3rd Grace – the great fish

When Jonah’s first plan to escape his calling failed, he thought of another plan. If he cannot escape the call by sailing in the opposite direction, maybe his death would bring the end of the call. It makes sense. If Jonah is dead, then he can’t go to Nineveh and preached to them. So, he asked the sailors to throw him overboard.

  • Even the sailors tried to save themselves in their own way. They throw their cargo overboard. That made things worse. They tried to sail back to the dry land, that also failed. So, with no other options, they finally throw Jonah overboard.
  • Jonah might have thought that he has succeeded from escaping the call of God upon his life, but God in his great mercy sent a great fish to rescue Jonah. Is it comfortable? No. The belly of the fish is no 5-star hotel. But it is God’s grace nonetheless. Sometimes we look for 5-star rescue from God, but He is sending a rather uncomfortable means to save us. If you and I are still breathing today, that is the grace of God, even when we are not living in a 5-star lifestyle.


4th Grace – the great forgiveness

Jonah finally obeyed and preached to the Ninevites. To everyone’s great surprise, the people of Nineveh repented. And an even greater surprise was God’s forgiveness for the Ninevites. How could God forgives them just like that?


Well, if you think so, you’re not alone. Jonah wasn’t entirely happy with the gracious God and his decision to forgive. But that’s grace. The people of Nineveh don’t deserve to be forgiven, yet God did.


5th Grace – the great plant

Jonah was mad. Yet God sent a plant to grow over Jonah to comfort him.

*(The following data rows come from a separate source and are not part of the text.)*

PR #309, opened 2022-02-24
feat(us bulk verify): Add in missing code samples

Thexumaker:

## Checklist

- [ ] Up to date with `main`
- [ ] Prettier
- [ ] Spectral Lint
- [ ] `npm run bundle` outputs nothing suspect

Another grace extended to a disgruntled prophet. God did not just give up on Jonah, that’s grace. Even in our rebellions, God continued to bless us. That’s grace!


6th Grace – the worm & the scorching east wind

Jonah was given an opportunity when God blessed Jonah with a plant, but Jonah did not do so. Yet God did not give up, this time he sent a worm to kill the plant, and the scorching east wind. This time God’s grace comes to Jonah in a not-so-comfortable means. That’s the grace of God, he didn’t say to Jonah, what an ungrateful prophet you are, I have had it with you. Even when Jonah was so unhappy that he wanted to die, again!


7th Grace – the great patience of God

What did God do to Jonah? Let him die? No, God extended his great patience with the ungrateful and unrepentant prophet.


“But God said to Jonah, “Do you do well to be angry for the plant?” And he said, “Yes, I do well to be angry, angry enough to die.”And the LORD said, “You pity the plant, for which you did not labour, nor did you make it grow, which came into being in a night and perished in a night. And should not I pity Nineveh, that great city, in which there are more than 120,000 persons who do not know their right hand from their left, and also much cattle?”

(Jonah 4:9–11 ESV)


While all humans’ efforts failed, God’s plan succeeded.

  • Jonah wanted to sail away. God sent the storm.
  • The sailors wanted to save themselves, by throwing the cargo off the ship. God sent a bigger storm.
  • The sailors tried to sail back to dry land, they failed miserably because God sent even a bigger storm.
  • Jonah wanted to kill himself, thinking he would drown. God sent a great fish.

Do you see what is happening here?

The storm obeys.

The fish obeys. Twice.

The plant obeys.

The scorching east wind obeys.


The pagan sailors repent.

The evil people of Nineveh repent.

How about Jonah? How about you?


This morning, do not harden your hearts.

Don’t be deceived to think that you can do it in your own ways, by your own strengths. Maybe you can for a while, but not forever.

Not only that God is in control, but he loves you too much to let you go.

In fact, God loves us so much that he gave us his only begotten Son, Jesus, to die on the cross for us. So that instead of us who received the wrath of God because of our stubbornness, our rebellions, he sent Jesus who is perfect in every way as our substitute. Jesus was punished for our rebellions even though He is always in perfect obedience.


If you’ve been running away from God, look to Jesus this morning. If you’ve been running and have grown weary, look to Jesus this morning. Even if you’ve been walking in obedience, look to Jesus this morning, because we are not perfect in our obedience, but He is.